- [Assigned task]:
Search term "variant": copy each line of the data containing it.

-------------------------

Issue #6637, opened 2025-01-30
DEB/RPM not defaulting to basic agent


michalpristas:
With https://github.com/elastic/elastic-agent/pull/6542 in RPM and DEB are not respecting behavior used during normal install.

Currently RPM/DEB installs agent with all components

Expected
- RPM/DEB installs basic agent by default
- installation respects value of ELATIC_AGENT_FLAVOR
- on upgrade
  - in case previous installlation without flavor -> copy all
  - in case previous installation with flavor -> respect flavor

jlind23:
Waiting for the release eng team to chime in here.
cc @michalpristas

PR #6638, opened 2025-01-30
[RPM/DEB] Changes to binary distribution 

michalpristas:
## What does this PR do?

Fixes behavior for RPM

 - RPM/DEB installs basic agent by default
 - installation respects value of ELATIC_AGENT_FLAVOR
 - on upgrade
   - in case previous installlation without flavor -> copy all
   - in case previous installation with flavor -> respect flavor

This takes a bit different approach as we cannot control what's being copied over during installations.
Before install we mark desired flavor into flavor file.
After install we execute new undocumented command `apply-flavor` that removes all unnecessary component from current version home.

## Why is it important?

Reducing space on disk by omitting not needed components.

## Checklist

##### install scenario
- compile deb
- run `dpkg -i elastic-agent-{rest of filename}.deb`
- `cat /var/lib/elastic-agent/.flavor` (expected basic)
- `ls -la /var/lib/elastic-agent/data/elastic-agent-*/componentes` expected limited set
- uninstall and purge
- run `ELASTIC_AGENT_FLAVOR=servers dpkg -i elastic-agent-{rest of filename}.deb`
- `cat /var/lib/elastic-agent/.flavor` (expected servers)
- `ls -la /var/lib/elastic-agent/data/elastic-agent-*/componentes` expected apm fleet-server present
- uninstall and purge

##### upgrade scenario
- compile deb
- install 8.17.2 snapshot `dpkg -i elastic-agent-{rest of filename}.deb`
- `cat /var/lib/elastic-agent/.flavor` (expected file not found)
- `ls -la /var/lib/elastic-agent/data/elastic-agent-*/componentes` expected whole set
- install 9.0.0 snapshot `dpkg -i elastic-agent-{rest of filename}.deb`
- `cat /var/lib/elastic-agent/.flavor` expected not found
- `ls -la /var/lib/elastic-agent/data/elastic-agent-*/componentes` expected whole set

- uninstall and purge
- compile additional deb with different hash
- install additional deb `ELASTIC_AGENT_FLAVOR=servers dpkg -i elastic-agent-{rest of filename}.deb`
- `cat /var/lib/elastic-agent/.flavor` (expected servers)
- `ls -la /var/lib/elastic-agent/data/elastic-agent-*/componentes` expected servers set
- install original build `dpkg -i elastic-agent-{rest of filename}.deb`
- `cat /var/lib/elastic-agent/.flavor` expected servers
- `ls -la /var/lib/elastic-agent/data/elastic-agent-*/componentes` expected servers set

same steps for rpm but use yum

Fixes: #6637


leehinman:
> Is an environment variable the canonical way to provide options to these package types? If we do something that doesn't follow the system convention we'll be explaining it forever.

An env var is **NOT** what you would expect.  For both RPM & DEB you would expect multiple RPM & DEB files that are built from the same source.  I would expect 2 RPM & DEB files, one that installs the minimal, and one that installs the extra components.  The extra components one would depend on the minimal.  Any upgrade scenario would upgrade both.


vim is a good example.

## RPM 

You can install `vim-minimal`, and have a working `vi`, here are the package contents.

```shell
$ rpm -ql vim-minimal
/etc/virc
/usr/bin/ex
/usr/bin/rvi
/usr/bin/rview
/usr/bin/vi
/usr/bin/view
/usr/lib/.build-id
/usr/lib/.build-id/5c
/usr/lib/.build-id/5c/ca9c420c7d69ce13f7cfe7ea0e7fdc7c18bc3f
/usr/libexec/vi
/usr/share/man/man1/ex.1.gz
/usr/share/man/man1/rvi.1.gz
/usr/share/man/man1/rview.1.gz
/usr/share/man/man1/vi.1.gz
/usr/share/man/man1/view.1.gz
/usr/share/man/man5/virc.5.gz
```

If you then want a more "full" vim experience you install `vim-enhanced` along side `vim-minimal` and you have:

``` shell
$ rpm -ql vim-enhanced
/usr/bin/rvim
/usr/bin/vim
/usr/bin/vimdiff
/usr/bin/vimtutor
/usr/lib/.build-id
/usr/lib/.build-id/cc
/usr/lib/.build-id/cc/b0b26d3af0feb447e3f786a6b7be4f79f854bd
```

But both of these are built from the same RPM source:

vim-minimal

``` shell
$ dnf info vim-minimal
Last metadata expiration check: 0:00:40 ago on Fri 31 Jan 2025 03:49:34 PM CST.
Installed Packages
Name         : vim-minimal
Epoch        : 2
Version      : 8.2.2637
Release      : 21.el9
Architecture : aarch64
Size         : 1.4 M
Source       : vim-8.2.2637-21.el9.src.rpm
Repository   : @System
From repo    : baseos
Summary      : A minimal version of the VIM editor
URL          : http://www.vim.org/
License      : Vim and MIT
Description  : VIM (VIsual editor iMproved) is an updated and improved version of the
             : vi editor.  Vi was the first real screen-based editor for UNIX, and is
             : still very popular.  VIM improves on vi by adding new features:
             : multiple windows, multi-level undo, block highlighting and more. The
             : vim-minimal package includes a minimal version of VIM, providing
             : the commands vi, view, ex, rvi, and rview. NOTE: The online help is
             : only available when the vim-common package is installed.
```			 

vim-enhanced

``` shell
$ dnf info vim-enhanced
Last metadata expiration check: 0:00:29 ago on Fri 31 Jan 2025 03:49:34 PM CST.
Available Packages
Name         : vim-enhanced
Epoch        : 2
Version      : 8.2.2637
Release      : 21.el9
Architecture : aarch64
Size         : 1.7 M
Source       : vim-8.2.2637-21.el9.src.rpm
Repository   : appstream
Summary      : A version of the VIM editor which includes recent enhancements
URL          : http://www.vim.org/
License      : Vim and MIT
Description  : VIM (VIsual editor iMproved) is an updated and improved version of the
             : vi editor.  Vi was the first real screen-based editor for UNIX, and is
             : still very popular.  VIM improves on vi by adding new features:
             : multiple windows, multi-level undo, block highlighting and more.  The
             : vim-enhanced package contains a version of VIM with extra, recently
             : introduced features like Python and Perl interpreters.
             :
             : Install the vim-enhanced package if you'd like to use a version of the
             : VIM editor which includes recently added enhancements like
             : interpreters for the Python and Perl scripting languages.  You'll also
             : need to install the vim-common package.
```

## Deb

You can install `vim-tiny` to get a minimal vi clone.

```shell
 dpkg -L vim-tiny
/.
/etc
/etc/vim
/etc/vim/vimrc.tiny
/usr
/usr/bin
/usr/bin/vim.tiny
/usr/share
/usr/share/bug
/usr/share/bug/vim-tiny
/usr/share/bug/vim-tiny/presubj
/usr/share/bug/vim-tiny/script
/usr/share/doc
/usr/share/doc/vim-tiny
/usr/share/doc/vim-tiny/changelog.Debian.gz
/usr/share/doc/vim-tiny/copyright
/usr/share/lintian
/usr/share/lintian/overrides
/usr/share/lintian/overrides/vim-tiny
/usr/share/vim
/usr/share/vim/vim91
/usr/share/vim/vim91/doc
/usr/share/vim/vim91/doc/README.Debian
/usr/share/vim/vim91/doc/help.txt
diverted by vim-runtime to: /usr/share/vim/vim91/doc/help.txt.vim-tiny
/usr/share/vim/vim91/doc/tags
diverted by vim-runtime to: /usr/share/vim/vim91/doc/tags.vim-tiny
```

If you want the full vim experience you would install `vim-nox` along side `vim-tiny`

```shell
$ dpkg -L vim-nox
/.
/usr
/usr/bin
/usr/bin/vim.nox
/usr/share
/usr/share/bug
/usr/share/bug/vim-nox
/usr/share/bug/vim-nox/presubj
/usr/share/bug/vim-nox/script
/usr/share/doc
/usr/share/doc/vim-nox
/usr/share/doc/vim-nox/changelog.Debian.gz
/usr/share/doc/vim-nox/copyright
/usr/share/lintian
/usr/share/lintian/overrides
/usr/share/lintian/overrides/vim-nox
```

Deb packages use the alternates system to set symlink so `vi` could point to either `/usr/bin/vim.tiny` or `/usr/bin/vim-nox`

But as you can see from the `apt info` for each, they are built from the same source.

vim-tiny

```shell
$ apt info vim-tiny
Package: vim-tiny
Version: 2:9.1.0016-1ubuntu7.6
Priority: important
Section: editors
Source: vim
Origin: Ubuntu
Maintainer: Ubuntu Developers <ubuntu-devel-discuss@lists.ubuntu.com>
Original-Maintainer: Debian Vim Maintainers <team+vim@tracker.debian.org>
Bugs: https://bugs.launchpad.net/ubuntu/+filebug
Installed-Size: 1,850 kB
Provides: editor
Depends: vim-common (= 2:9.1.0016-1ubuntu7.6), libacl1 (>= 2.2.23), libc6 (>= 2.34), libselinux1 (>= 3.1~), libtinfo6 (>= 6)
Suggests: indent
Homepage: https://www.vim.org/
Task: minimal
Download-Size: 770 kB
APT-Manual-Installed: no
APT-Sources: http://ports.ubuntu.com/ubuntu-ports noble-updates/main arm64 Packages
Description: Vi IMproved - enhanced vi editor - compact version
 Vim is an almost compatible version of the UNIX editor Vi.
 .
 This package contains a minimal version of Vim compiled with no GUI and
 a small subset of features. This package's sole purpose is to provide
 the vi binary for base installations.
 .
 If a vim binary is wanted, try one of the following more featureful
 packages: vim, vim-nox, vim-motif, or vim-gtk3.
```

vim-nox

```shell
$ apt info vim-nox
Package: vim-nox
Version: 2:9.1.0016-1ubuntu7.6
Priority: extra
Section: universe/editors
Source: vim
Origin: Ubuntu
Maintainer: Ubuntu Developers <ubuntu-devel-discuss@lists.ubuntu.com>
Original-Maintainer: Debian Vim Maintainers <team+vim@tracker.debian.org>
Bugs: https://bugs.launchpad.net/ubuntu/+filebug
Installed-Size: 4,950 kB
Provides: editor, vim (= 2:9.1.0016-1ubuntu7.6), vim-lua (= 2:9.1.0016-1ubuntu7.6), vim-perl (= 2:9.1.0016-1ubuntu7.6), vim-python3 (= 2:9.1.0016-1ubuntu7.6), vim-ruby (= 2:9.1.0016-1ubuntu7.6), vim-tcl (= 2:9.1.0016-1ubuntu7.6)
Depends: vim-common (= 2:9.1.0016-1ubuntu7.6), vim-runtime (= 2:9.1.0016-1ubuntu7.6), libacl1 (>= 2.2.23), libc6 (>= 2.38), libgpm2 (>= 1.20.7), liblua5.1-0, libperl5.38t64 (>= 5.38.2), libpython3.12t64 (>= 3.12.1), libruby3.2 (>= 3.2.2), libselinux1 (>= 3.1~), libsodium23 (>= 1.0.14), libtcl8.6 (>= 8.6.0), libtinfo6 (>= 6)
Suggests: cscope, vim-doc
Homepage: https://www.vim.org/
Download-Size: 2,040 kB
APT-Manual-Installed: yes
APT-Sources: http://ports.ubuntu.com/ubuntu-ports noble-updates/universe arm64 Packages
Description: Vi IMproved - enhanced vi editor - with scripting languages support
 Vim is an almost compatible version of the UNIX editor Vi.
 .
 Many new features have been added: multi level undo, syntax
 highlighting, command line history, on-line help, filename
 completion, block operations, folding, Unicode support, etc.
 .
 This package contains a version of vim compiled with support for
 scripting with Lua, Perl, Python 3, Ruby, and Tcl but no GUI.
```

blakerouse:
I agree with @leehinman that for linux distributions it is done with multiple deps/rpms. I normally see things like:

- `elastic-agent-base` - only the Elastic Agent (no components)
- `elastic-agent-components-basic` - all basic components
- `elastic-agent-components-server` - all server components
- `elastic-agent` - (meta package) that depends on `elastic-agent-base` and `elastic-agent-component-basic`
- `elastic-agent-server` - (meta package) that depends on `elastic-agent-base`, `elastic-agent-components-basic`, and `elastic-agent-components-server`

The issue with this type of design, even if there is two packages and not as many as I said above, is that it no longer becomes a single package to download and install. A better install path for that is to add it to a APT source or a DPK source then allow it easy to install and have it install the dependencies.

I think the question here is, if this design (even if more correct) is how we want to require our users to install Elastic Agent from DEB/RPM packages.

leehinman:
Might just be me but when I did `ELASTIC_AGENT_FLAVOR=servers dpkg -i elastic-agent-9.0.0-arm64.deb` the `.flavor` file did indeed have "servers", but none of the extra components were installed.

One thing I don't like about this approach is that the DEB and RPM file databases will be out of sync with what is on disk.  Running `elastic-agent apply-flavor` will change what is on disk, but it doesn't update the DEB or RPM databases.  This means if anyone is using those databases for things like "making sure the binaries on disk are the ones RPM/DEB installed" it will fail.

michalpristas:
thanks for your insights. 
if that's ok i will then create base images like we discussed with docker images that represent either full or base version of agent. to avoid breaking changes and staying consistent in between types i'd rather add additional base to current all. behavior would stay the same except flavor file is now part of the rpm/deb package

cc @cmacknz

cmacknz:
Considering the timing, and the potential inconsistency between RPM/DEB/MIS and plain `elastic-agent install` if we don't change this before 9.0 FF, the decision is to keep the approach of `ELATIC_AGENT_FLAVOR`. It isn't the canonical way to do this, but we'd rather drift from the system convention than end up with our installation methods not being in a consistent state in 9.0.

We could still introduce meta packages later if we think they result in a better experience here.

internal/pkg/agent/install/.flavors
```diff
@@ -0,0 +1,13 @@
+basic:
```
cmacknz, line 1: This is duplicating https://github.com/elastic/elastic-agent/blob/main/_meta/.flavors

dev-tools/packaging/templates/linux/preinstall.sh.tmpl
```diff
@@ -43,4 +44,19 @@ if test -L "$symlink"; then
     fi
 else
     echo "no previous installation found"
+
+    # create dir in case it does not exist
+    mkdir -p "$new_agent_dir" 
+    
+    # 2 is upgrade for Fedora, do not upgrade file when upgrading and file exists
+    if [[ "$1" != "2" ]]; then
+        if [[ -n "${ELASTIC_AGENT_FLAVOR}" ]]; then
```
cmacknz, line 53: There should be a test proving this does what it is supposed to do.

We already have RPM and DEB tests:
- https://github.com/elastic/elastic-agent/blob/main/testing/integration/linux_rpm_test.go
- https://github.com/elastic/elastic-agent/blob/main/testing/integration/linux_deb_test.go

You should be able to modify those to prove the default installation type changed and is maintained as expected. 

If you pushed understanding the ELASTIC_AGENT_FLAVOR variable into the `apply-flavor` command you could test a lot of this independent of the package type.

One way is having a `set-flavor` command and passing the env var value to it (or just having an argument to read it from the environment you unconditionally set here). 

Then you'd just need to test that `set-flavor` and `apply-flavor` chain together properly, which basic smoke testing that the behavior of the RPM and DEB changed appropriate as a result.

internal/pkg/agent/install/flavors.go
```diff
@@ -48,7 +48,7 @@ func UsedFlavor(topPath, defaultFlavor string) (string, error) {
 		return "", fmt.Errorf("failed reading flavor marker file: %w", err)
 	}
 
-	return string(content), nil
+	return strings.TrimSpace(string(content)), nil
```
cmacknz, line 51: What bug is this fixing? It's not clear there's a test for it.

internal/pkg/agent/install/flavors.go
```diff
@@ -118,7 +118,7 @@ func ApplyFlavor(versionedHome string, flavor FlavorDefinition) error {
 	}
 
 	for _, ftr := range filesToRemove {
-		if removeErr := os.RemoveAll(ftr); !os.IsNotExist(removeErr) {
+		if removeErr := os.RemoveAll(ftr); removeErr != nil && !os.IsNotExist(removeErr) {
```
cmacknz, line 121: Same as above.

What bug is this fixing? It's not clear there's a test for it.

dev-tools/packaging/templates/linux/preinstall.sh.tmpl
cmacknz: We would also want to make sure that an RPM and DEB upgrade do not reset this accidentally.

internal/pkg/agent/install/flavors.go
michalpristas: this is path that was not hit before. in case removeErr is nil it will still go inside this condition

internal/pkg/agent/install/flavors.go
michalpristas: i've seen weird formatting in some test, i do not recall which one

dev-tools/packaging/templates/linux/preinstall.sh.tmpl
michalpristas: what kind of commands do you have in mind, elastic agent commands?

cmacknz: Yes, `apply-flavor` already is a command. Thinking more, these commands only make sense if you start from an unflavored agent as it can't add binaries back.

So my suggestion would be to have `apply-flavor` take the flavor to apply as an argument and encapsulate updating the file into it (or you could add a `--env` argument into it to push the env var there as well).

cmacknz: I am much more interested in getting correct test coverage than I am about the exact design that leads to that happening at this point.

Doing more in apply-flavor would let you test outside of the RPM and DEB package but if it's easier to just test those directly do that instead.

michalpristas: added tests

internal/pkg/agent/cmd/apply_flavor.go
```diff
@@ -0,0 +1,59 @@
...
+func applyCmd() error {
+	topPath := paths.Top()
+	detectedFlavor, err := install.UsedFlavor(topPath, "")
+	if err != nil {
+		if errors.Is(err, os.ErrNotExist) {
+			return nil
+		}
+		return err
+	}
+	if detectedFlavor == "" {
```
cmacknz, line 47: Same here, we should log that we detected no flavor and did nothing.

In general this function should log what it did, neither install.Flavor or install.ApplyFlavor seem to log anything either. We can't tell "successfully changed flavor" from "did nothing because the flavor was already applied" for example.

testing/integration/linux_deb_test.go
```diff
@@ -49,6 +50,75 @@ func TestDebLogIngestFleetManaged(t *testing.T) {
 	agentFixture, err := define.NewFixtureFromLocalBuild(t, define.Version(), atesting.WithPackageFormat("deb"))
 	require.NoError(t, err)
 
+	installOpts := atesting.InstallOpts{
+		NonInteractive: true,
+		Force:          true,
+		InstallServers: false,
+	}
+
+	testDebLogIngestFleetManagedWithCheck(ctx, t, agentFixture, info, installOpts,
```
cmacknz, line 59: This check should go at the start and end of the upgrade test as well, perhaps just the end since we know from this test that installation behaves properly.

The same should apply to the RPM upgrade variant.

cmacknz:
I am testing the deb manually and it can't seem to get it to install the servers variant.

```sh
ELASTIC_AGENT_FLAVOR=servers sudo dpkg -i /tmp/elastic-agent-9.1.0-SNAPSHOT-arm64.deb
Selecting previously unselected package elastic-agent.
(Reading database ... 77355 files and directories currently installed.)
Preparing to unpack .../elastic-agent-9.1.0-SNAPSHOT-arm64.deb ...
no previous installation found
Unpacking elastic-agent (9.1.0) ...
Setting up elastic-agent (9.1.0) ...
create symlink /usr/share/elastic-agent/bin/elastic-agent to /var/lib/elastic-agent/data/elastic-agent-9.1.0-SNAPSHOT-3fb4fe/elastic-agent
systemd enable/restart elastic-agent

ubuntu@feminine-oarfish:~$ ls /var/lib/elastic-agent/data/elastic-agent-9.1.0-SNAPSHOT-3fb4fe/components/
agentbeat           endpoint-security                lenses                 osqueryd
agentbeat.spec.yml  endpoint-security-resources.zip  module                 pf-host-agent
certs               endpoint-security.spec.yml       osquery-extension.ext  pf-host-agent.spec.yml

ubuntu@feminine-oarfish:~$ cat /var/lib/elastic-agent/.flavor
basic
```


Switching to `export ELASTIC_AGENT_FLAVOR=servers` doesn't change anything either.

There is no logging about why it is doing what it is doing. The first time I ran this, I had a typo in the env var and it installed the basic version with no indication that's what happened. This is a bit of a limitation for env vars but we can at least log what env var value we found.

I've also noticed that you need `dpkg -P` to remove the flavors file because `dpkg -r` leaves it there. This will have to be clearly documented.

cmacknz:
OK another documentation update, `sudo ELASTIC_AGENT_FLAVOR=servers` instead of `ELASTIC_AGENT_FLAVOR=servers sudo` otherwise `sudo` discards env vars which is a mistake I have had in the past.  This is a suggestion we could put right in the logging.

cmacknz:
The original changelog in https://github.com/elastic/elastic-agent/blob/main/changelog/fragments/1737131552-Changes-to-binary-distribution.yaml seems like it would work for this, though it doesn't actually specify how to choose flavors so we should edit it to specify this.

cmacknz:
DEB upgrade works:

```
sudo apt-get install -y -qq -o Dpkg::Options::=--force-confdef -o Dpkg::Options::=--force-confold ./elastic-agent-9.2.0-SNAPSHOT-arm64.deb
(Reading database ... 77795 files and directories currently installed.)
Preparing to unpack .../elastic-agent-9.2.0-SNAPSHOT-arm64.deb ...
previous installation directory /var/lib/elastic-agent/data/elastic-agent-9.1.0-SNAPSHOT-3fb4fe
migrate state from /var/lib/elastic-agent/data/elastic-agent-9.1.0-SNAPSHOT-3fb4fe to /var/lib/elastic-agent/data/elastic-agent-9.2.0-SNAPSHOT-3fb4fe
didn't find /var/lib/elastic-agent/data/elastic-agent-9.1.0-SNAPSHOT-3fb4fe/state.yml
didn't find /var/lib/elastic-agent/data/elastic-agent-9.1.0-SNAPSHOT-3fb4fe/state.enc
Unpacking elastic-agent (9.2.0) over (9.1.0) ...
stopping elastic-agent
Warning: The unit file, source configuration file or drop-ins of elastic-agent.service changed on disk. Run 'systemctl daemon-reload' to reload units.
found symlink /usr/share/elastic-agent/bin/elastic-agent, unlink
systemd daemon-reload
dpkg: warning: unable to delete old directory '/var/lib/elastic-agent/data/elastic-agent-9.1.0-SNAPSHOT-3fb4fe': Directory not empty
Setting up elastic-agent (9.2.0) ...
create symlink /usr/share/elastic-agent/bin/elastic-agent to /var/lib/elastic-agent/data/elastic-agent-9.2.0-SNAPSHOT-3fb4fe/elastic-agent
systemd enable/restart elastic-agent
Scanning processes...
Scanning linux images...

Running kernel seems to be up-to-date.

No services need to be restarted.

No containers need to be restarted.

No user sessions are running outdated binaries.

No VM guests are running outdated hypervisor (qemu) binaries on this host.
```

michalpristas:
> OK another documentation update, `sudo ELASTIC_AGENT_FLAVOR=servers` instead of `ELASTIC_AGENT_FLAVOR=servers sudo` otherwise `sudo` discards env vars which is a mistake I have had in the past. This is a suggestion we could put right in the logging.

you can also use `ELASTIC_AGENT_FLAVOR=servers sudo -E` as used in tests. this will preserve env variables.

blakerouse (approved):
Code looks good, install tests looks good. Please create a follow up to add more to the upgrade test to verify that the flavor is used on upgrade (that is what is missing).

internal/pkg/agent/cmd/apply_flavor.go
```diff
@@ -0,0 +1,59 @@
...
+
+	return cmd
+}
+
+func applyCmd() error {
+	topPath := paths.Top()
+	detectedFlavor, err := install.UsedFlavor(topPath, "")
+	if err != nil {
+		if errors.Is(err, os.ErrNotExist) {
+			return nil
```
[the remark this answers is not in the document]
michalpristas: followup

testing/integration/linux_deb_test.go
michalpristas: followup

-------------------------

- [Answer to this exercise]:
The same should apply to the RPM upgrade variant.
I am testing the deb manually and it can't seem to get it to install the servers variant.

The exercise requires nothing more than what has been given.